My Web pages are all really simple: Each is 800 pixels wide, with just a
little use of CSS and then nearly all just HTML, with the layout using tables.
I have yet to write a single line of JavaScript although Microsoft's ASP.NET
writes a little for me.

To me, my Web pages look quite functional, usable, easy to understand and use,
etc.

For the need for a lot more, I don't _get it_ and worse: On the Internet I see
a lot of really complicated Web pages that jump around while loading and then
again when I use my mouse to put the page into the _focus_ and use the scroll
wheel on the mouse to scroll the page. I don't like the jumping around.

Why go to the trouble to build such complicated Web pages?
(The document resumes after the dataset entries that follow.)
PR #4568, opened 2026-06-22
Add a priority slot for CV when OLED is being sent

### LINKED ISSUE #3520: CV tracks: gate timing problems when pressing UI grid buttons

Timing of gate impulses in CV clips is massively impacted by pressing UI buttons in grid mode. When unmuting a clip the displayed countdown in the first row also seems to impact CV gate timing.

UI interaction does not impact gate timing

Observed in deluge-v1_3_0-nightly+2025_03_25-541d2dc and nightlies before

No

OLED

Nightly

deluge-v1_3_0-nightly+2025_03_25-541d2dc

Setup: Create a song in grid view and populate some columns with clips. Add a CV clip on channel 1and evenly fill it with notes (e.g. eights). Connect an external synth which is triggered by the gate 1 output (in my case Wirehead instruments Freaq FM)
Start sequencer and unmute CV 1 clip. Go back to grid view and randomly mute/unmute other clips --> you will hear that the external synth plays unevenly until the muted/unmuted clip has switchted its state.

stellar-aria:
Basically makes it so that if there's any OLED sending in-flight and a CV message needs to be sent, the next message out is _always_ the CV message.

### DIFF
--- a/src/RZA1/oled/oled_low_level.c
+++ b/src/RZA1/oled/oled_low_level.c
@@ -37,12 +37,29 @@ void setupSPIInterrupts()
     setupAndEnableInterrupt(cvSPITransferComplete, INTC_ID_SPRI0 + SPI_CHANNEL_CV * 3, 5);
 }
 
+// Priority CV channel: CV words bypass the OLED frame queue so gate timing isn't held
+// hostage by OLED refreshes on the shared SPI bus. A single latest-wins slot matches the queue's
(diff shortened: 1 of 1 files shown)


seangoodvibes (approved):

therealstaubi:
I can confirm that CV timing is not affected anymore. I understood that the root cause was the OLED-modification which caused a race condition with the CV timing.
Great work. Thanks for finding out and solving!

PR #323, opened 2019-06-13
EF WorkflowInstance.ToPersistable change to not recreate ExecutionPointers

titns:
A fix for an issue where on each workflow persist all executionpointers were re-created.
Creation of new persistance.ExecutionPointers collection object causes the EntityFramework to delete existing previous records in database on SaveChanges.
The fix causes existing records to be untouched if no changes occur, otherwise the existing records are updated (instead of insert).

### DIFF
--- a/src/providers/WorkflowCore.Persistence.EntityFramework/ExtensionMethods.cs
+++ b/src/providers/WorkflowCore.Persistence.EntityFramework/ExtensionMethods.cs
@@ -27,7 +27,7 @@ namespace WorkflowCore.Persistence.EntityFramework
             persistable.Status = instance.Status;
             persistable.CreateTime = instance.CreateTime;
             persistable.CompleteTime = instance.CompleteTime;
-            persistable.ExecutionPointers = persistance.ExecutionPointers ?? new PersistedExecutionPointerCollection(instance.ExecutionPointers.Count);
+            persistable.ExecutionPointers = persistable.ExecutionPointers ?? new PersistedExecutionPointerCollection(instance.ExecutionPointers.Count);
             
             foreach (var ep in instance.ExecutionPointers)
             {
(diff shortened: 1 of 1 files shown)


src/providers/WorkflowCore.Persistence.EntityFramework/ExtensionMethods.cs
```diff
@@ -27,7 +27,7 @@ internal static PersistedWorkflow ToPersistable(this WorkflowInstance instance,
             persistable.Status = instance.Status;
             persistable.CreateTime = instance.CreateTime;
             persistable.CompleteTime = instance.CompleteTime;
-            persistable.ExecutionPointers = new PersistedExecutionPointerCollection(instance.ExecutionPointers.Count);
+            persistable.ExecutionPointers = persistable.ExecutionPointers ?? new PersistedExecutionPointerCollection(instance.ExecutionPointers.Count);
```
danielgerlag: How will this behave when new execution pointers are added?
Did you run this against the SQL integration tests?

titns: When new execution pointers are added, the method will work as usual, i.e. peristable.ExecutionPointers.FindById(ep.id) at line 32 will return null, therefore a new pointer will be added to the collection. That pointer will be caught by (EF query).AsTrackable() and will be translated into an insert into the database.

From internal tests in a personal project, all workflow instances run/complete as expected on a workflow with multiple parallel branches containing while loops and expecting events. Only difference is a heavily reduced performance impact.

Integration tests/Sql Server unit tests are passing:
image

danielgerlag: I need to confirm this behavior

I'm not criticizing but trying to learn and inviting answers.

Why bother? HTML was just another text markup language, and nice, and CSS
helped a little. Isn't that enough?

I learned some HTML, and it was fine, and now I want to move on and just use
it and not stop here and make a career out of adding unbounded complexity.

Shouldn't things be as simple as possible but not simpler? Why be so
complicated? To me, the complicated Web pages I see are a disaster, slow down
my computer, etc. \-- I'd much rather have just simple Web pages with old
HTML, only simple CSS, and little or no JavaScript.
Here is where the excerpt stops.